WHAT YOU ARE ASKED TO DO »
The lines from the start of the records below through the line containing "runs-on: ubuntu-latest" are to be copied exactly, both ends included, with nothing added.

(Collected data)
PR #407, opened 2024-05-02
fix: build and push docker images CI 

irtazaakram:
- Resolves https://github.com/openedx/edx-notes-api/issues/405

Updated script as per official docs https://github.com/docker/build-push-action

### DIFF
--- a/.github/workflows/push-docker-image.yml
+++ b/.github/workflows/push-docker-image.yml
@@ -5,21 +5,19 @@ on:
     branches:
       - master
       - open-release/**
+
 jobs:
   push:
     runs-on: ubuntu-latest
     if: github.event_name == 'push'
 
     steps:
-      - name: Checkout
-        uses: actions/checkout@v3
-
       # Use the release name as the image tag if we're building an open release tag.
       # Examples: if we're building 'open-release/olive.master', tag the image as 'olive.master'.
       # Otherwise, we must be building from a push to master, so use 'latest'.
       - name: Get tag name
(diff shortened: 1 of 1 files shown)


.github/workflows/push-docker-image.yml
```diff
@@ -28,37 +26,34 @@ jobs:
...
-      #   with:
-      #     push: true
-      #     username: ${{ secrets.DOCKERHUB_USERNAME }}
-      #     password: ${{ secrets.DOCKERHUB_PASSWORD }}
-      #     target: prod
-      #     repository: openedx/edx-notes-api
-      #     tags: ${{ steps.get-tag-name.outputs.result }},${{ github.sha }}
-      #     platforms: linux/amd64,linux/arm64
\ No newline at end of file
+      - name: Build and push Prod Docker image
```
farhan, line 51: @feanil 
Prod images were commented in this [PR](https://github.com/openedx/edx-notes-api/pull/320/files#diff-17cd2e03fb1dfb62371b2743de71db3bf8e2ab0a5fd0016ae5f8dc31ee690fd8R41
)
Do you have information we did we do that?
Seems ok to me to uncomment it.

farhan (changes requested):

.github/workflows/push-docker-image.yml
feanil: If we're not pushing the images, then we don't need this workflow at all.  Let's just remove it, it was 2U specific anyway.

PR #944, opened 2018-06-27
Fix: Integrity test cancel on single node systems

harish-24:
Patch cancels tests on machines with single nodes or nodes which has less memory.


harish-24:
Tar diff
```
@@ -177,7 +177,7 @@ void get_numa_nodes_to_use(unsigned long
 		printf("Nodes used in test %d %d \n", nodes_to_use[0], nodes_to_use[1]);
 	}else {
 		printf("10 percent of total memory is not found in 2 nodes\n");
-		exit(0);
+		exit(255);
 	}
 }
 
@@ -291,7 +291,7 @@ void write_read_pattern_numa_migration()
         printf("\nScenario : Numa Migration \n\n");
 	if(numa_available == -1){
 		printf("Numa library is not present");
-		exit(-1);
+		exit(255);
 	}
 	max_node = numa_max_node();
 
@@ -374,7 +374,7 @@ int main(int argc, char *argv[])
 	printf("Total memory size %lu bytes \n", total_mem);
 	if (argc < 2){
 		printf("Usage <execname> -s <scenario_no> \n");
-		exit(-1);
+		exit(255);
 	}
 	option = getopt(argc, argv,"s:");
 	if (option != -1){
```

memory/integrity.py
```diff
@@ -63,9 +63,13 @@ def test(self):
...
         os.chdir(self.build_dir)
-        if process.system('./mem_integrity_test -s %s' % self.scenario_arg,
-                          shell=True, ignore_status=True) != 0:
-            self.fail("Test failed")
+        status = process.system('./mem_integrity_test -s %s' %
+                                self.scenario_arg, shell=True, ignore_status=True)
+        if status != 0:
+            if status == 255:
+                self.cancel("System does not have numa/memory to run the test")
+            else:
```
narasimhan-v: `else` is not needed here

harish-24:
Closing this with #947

TASK ANSWER »
PR #407, opened 2024-05-02
fix: build and push docker images CI 

irtazaakram:
- Resolves https://github.com/openedx/edx-notes-api/issues/405

Updated script as per official docs https://github.com/docker/build-push-action

### DIFF
--- a/.github/workflows/push-docker-image.yml
+++ b/.github/workflows/push-docker-image.yml
@@ -5,21 +5,19 @@ on:
     branches:
       - master
       - open-release/**
+
 jobs:
   push:
     runs-on: ubuntu-latest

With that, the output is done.